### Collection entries
PR #803, opened 2017-06-25
Licenses

baileyn:
Fixed the front-end to display licenses based on versions rather than crates. I also added a test to make sure the licenses were displayed correct and changed based on version. This should finish up #736. The only thing that's left to do now is remove the old code there for crate-based versions.


carols10cents:
Hi @baileyn sorry I've taken so long to review this again!! Taking a look now :) ❤️

carols10cents:
This code is looking great!! I just have a few things:

- I rebased this branch on master and force pushed, so please fetch and rebase to get my changes-- there are some folks helping out making the ember code and tests better, and they're starting to move the mirage fixtures to mirage factories, so since we changed that out from under you, I went ahead and updated your code here :) (plus this was an opportunity to get to play with the fixtures :)) Please let me know if you have any questions about factories vs. fixtures!

- Since we're removing the license key from crate JSON in the fixtures/factories, and since the fixtures/factories represent the JSON that the backend returns, I think this PR would be a great time to remove the license key from [`EncodableCrate`](https://github.com/rust-lang/crates.io/blob/65780b2/src/krate.rs#L107). This will change everywhere we create JSON for crates, but the license will still be in the database (since that's controlled by the `Crate` struct), so if we need to roll this back for some reason, we won't have lost any data. You might get compiler errors or Rust test errors when removing the license field from `EncodableCrate`-- do you mind removing the field and fixing whatever errors come up? Does this make sense?

- Since you've done a few PRs now, I think you're ready for one of my very favorite git commands that I use all the time-- it's called "interactive rebase" and it lets you change your commits around after you've made them :) It looks like your commit message for your first commit, "Maybe now I fixed the formatting." was kind of a development note, which is totally fine and I do that all the time too (you should see how many commits I have locally that just say "poop" haha). However, if someone else was looking back on the history of commits and wanted to know why the changes in the commit were being made, the message here doesn't really describe the change-- that the license displayed on crate and version pages is now coming from the version JSON rather than the crate JSON, and that this is part of fixing #736. One of the things interactive rebasing does is lets you change your commit message easily! 

The way I usually do interactive rebasing is `git rebase -i upstream/master` (where `upstream` is your remote that points to github.com/rust-lang/crates.io), which will rebase your branch on the latest master and will put you in vim with all of your commits that are not yet on master listed at the top. There are instructions in comments at the bottom of what you can do here-- the one you'll want here is `r` for `reword`, so change the `pick` next to your first commit to say `r` then `:wq` out of vim. Next you'll be put into vim editing that commit's message! Make it a bit more descriptive, then `:wq`, then the rebase will finish. You'll have to force push to github again, and then you should be all set.

There's some more documentation about interactive rebasing here: https://help.github.com/articles/about-git-rebase/ Please let me know either here or on IRC if you have any questions!! ❤️

baileyn:
Sorry it's taken me so long to reply, @carols10cents , I've been helping my parents move over the past couple of weeks so I haven't been near my development box. I'm heading back home today so I'll be sure to take a look at resolving all of the issues you've mentioned.

carols10cents:
No apologies necessary :) ❤️

carols10cents:
And this is deployed! Check it out-- I've got a crate that has v0.1.2 licensed MIT https://crates.io/crates/carol-test/0.1.2 and v0.1.3 licensed MIT/Apache-2.0 https://crates.io/crates/carol-test !! Wooooo!!!

baileyn:
Wooooo! It's so exciting to see something I made actually work on a production server 😁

### How to complete this task
Only the number is wanted: how many lines in the data include the word "Wooooo"?

### Exercise result
2